Digital crime is an issue remittance services proviers have always been aware of, and over the years they have taken a number of measures to help prevent cybercrime and to ensure that our platform is as secure as possible. However, there is still a lot to be done: Providers need to put up measures to protect users against financial fraud and cyberattacks. Ensuring that customers continue to have trust in the industry is key, as one successful attack on a provider can taint the image of the whole sub-sector. WorldRemit sees remittance cyber theft as a real and evolving threat that needs to be addressed. When it comes to cybersecurity and fraud risk, we work to continuously educate customers on how to stay safe and hope that other providers will follow suit. We have strict verification processes to ensure customers are correctly identified and have dedicated analysts who monitor transactions for signs of unusual activity. Beyond internal efforts to keep every transaction safe and secure, the best way to tackle online crime is to educate people on ways to stay vigilant when online.


What do you make of the regulatory environment in Tanzania in relation to innovations towards financial inclusion?

The Tanzania Communication Regulatory Authority (TCRA) created the national interoperability agreement in September 2014 to allow cross-platform money transactions, a key step in spurring the fintech growth seen in the country now. The Bank of Tanzania has provided a conducive regulatory environment for engagement with stakeholders as the bulk of the content comes from local players. Users of different mobile wallets can now transfer money from one mobile wallet to another, and this opens up opportunities for innovators to create a myriad of solutions. This direction primes the path for better, more efficient interactions with digital remittance players, which is encouraging for both local and foreign investors as well as the continued stabilization of the economy in the country.
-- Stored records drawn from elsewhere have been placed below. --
PR #319, opened 2026-08-28
fix(web_search): expand JSON-array strings in the `query` field

### LINKED ISSUE #317: web_search: JSON-array string in `query` returns 0 results (local models serialize multi-query into the string field)
## Problem

`web_search` intermittently returns **0 results** ("returned 0 sources without answer text", `Successful: 1`) when driven by a local model. Root cause: small/local models serialize multi-query research into a **JSON-array string inside the single-string `query` field**, instead of using the `queries: string[]` parameter. The string is forwarded to the search backend verbatim, so every engine receives a literal `["a","b"]` query and returns nothing.

## Repro

Model tool call captured from a real session (Qwen3.8-27B via a local vLLM, OpenAI-compatible provider, pi 0.84.3, pi-web-access 0.25.0):

```json
{
  "query": "[\"latest stable Android Gradle Plugin version 2026\", \"Jetpack Compose BOM latest stable version 2026\", \"CameraX latest stable version 2026\"]",
  "numResults": 5
}
```

SearXNG side effect (default provider, `searxngBaseUrl` configured): the request hits `/search?q=%5B%22latest+stable+Android...%5D&format=json` — the raw array string as one query — and the engines return zero hits.

Expected behavior: the array is split into N independent queries (each getting its own synthesized answer, like the `queries` parameter does), or the tool returns a validation error the model can correct. Silent 0-results is the worst outcome — the model has no signal that its argument shape was wrong.

## Suggested fix

Normalize `query` before building the query list — if the trimmed string parses as a JSON array of strings, expand it. Patch against `index.ts` (0.25.0), applied at both `rawQueryList` construction sites (the `web_search` execute handler and the `get_search_content` renderCall site):

```ts
// Club-3090 local patch: some local models serialize a list of queries into
// the single-string `query` field as a JSON array (query: "[\"a\", \"b\"]").
// SearXNG then receives the raw blob as one query and returns 0 results.
function expandQueryString(query: unknown): unknown[] {
	if (typeof query !== "string") return [query];
	const trimmed = query.trim();
	if (trimmed.startsWith("[") && trimmed.endsWith("]")) {
		try {
			const parsed: unknown = JSON.parse(trimmed);
			if (Array.isArray(parsed)) {
				const strings = parsed
					.filter((entry): entry is string => typeof entry === "string")
					.map(entry => entry.trim())
					.filter(entry => entry.length > 0);
				if (strings.length > 0) return strings;
			}
		} catch {
			// Not JSON — treat as a literal query string.
		}
	}
	return [query];
}

// execute handler:
const rawQueryList: unknown[] = Array.isArray(params.queries)
	? params.queries.flatMap(expandQueryString)
	: expandQueryString(params.query);
```

Verified locally: with the patch, the exact broken argument shape returns N result groups (one per array element), each with the requested number of sources.

## Context

- pi-web-access 0.25.0, pi 0.84.3, node 24
- Model: Qwen3.8-27B (local vLLM, OpenAI-completions API) — but this will hit any model that isn't strictly schema-literal with the `queries` parameter
- Search backend: local SearXNG instance (JSON format enabled), healthy — direct curl queries return 20-27 results consistently
- Related (already handled well): passing `provider: ["brave","duckduckgo","kagi"]` with no API keys configured produces a clear multi-provider error — no change needed there

Happy to open a PR with the patch if that's easier than applying it from the issue.

zeroicey:
Closes #317.

## Problem

`web_search` returned 0 results when a local model serialized a multi-query list into the single-string `query` field as a JSON array, e.g. `query: "[\"a\", \"b\"]"`. The raw string was forwarded verbatim to every backend (SearXNG receives `q=["a","b"]`), so every engine returned zero hits with no signal to the model that its argument shape was wrong.

## Fix

Added `expandQueryString()`: if a query string parses as a JSON array of strings, expand it into independent queries; otherwise keep it as a single literal query. Applied at both `rawQueryList` construction sites — the `web_search` execute handler and the `renderCall` display path.

## Verification

- **Reproduced first**: a regression test captured the backend receiving one literal `["AGP version", "Compose BOM", "CameraX"]` instead of three queries.
- `test/web-search-query-expand.test.mjs` added; after the fix it asserts three independent backend queries.
- `npx tsc --noEmit`: clean.
- Full `npm test`: 606 pass / 2 fail — the 2 are the pre-existing Gemini cookie/credential environment failures, unrelated to this change.

### DIFF
--- a/index.ts
+++ b/index.ts
@@ -358,9 +358,11 @@ function expandQueryString(query: unknown): string[] {
 	if (trimmed.startsWith("[") && trimmed.endsWith("]")) {
 		try {
 			const parsed: unknown = JSON.parse(trimmed);
-			if (Array.isArray(parsed)) {
+			// Only expand an unambiguously string-only array. Mixed or non-string
+			// arrays are kept as the literal query so we never silently drop
+			// members or collapse them into an empty search.
+			if (Array.isArray(parsed) && parsed.every((entry): entry is string => typeof entry === "string")) {
 				return parsed
-					.filter((entry): entry is string => typeof entry === "string")
 					.map((entry) => entry.trim())
 					.filter((entry) => entry.length > 0);
 			}
@@ -1774,7 +1776,7 @@ export default function (pi: ExtensionAPI) {
 		async execute(callId, params, signal, onUpdate, ctx) {
 			return runWithProxy(typeof params.proxy === "string" ? params.proxy : undefined, async () => {
 				const rawQueryList: unknown[] = Array.isArray(params.queries)
-					? params.queries.flatMap(expandQueryString)
+					? params.queries
 					: (params.query !== undefined ? expandQueryString(params.query) : []);
 				const queryList = normalizeQueryList(rawQueryList);
 				const configWorkflow = loadConfigForExtensionInit().workflow;
@@ -2070,7 +2072,7 @@ export default function (pi: ExtensionAPI) {
 		renderCall(args, theme) {
 			const input = args as { query?: unknown; queries?: unknown };
 			const rawQueryList: unknown[] = Array.isArray(input.queries)
-				? input.queries.flatMap(expandQueryString)
+				? input.queries
 				: (input.query !== undefined ? expandQueryString(input.query) : []);
 			const queryList = normalizeQueryList(rawQueryList);
 			if (queryList.length === 0) {
--- a/index.ts
+++ b/index.ts
@@ -346,6 +346,31 @@ function normalizeQueryList(queryList: unknown[]): string[] {
 	return normalized;
 }
 
+// Some local models serialize a multi-query list into the single-string `query`
+// field as a JSON array (query: "[\"a\", \"b\"]") instead of using the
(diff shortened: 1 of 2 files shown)


zeroicey:
Addressed both review points in commit f8caa41:

1. **Plural queries reinterpreted** — expansion is now scoped to the malformed singular `query` field only; the already-structured `queries` array passes through unchanged, so a literal JSON-array element in `queries` is preserved (added `web_search does not reinterpret already-structured queries entries`).
2. **Mixed arrays lose queries** — `expandQueryString` now expands only when *every* parsed member is a string (`parsed.every(...)`), so mixed/non-string arrays are kept verbatim instead of silently dropping members (added `web_search keeps mixed JSON arrays in query as a single literal query`).

`npx tsc --noEmit` clean; the three `web-search-query-expand` tests pass.

nicobailon:
Thanks again for the fix here. I landed the same behavior through owner-branch replacement PR #321 so we could add the required changelog credit for both the report and implementation.

The replacement preserves your scoped query-array handling and the no-query behavior for empty arrays. I am closing this PR as superseded by #321.

PR #323, opened 2026-08-28
fix(github): isolate clone workdirs across extension processes

MDGChamomile:
## Summary

- create a private `mkdtemp()` namespace under the configured GitHub clone root for each extension runtime
- keep the existing repo/ref hash destinations and process-local `cloneCache` inside that namespace
- make `clearCloneCache()` remove only the current runtime namespace and recreate it on the next clone

## Reproduction

This fixes a reproducible cross-process race. Two extension processes configured with the same clone root currently derive the same destination for the same repo/ref, while their in-memory caches are independent. A failed clone or cache cleanup in one process can therefore remove the other process's in-flight or completed clone.

The regression tests use two Node processes and a controlled fake `gh` executable. They verify that:

- identical repo/ref clones receive different destinations across processes
- one process's failed-clone cleanup does not remove the other process's destination
- successful clones remain readable in both processes
- one runtime's `clearCloneCache()` does not affect another runtime
- repeated requests in one process still reuse the existing `cloneCache`
- cleanup creates a fresh runtime namespace for the next clone

## Scope

This intentionally does not add filesystem locks, cross-process caching, or age-based cleanup for runtime directories left by abnormal termination.

## Validation

- `npm test -- test/github-extract.test.mjs` — 12/12 pass
- `npm run typecheck` — pass
- `npm test` — 614/615 pass; the unrelated `failed password lookups are retried instead of cached` browser-cookie test also fails on unmodified `main` in this environment (16/17 in the focused baseline file)

### DIFF
--- a/CHANGELOG.md
+++ b/CHANGELOG.md
@@ -4,6 +4,10 @@ All notable changes to this project will be documented in this file.
 
 ## [Unreleased]
 
+### Fixed
+
+- Isolated GitHub clone workdirs per extension runtime so cleanup in one process cannot delete another process's clone.
+
 ## [0.26.0] - 2026-08-28
 
 ### Highlights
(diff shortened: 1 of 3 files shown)


nicobailon:
Thanks for the clone-runtime isolation fix. I landed the same behavior in #325 with the required changelog credit for @MDGChamomile, plus the follow-up cleanup for failed runtime initialization. Closing this original PR as superseded by #325.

What solutions should be fronted to help dozens of fintech startups struggling to find market grip In providing digital finance services in Tanzania?

When it comes to regulation, Tanzania has taken measures to help fintech organisations thrive. However, the importance of financial backing should not be underestimated since most startup fintechs in the country fund themselves. Beyond financial pressure and the need for subsequent backing, fintech organisations also need guidance to inform key decision makers on how and where to focus growth efforts to develop the best products for their target market.